§ **Given data**
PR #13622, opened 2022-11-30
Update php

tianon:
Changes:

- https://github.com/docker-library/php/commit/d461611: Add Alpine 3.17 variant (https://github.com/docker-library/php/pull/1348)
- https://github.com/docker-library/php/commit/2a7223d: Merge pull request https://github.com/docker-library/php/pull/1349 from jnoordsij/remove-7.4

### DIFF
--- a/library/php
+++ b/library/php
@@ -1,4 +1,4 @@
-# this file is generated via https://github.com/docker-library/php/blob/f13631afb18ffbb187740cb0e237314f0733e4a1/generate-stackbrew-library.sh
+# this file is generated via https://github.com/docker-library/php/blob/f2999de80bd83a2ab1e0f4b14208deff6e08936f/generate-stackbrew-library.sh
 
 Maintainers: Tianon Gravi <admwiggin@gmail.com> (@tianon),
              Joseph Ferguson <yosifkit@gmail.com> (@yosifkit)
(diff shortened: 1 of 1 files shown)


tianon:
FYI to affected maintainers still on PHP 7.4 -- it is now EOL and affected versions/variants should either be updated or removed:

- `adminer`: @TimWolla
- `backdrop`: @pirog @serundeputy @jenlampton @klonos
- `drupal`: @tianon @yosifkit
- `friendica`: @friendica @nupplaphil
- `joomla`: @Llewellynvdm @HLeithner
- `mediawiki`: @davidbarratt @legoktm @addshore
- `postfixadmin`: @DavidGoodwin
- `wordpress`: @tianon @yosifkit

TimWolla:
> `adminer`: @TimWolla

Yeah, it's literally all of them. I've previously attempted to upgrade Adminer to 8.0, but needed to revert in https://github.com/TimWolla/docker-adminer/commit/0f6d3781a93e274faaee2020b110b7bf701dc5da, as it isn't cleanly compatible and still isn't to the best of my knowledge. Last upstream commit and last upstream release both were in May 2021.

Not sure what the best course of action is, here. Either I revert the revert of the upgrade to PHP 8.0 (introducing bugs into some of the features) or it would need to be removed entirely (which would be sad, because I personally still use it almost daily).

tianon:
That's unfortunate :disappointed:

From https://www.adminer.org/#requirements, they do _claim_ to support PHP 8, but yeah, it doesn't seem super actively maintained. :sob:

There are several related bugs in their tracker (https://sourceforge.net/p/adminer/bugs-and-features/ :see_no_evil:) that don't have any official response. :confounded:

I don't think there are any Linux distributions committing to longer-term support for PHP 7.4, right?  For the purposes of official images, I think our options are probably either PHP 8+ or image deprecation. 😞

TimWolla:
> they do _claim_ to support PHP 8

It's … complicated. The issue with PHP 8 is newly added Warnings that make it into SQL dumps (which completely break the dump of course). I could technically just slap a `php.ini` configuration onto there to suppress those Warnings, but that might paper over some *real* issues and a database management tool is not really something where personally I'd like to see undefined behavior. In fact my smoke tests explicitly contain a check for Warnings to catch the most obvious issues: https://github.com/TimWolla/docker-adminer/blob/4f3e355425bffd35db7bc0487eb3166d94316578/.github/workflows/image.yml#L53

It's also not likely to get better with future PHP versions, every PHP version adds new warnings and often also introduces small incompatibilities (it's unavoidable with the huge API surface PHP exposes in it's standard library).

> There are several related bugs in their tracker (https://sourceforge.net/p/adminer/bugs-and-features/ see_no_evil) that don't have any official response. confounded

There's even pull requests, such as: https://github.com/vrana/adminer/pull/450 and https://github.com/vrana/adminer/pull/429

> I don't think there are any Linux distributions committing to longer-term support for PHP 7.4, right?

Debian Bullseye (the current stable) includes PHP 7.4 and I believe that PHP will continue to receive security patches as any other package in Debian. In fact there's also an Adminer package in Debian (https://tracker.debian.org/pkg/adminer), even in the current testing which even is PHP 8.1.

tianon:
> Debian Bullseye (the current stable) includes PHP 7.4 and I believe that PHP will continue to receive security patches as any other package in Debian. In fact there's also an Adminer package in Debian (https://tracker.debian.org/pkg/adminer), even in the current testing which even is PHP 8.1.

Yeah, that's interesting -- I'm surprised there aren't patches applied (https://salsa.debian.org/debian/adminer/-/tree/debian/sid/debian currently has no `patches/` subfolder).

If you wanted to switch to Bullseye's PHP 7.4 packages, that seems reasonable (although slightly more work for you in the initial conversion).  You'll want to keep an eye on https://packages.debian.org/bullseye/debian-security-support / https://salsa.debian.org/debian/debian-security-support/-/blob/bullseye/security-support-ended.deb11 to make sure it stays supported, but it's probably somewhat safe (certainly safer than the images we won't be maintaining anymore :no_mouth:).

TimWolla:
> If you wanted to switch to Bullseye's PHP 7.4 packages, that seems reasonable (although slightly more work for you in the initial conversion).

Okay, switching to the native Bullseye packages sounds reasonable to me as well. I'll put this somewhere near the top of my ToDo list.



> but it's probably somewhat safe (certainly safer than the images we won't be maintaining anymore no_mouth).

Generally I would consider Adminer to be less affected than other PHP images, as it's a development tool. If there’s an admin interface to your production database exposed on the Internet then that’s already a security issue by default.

§ **Instructions for the task**
Show all lines above that contain "stackbrew".

§ **Answer for the task**
-# this file is generated via https://github.com/docker-library/php/blob/f13631afb18ffbb187740cb0e237314f0733e4a1/generate-stackbrew-library.sh
+# this file is generated via https://github.com/docker-library/php/blob/f2999de80bd83a2ab1e0f4b14208deff6e08936f/generate-stackbrew-library.sh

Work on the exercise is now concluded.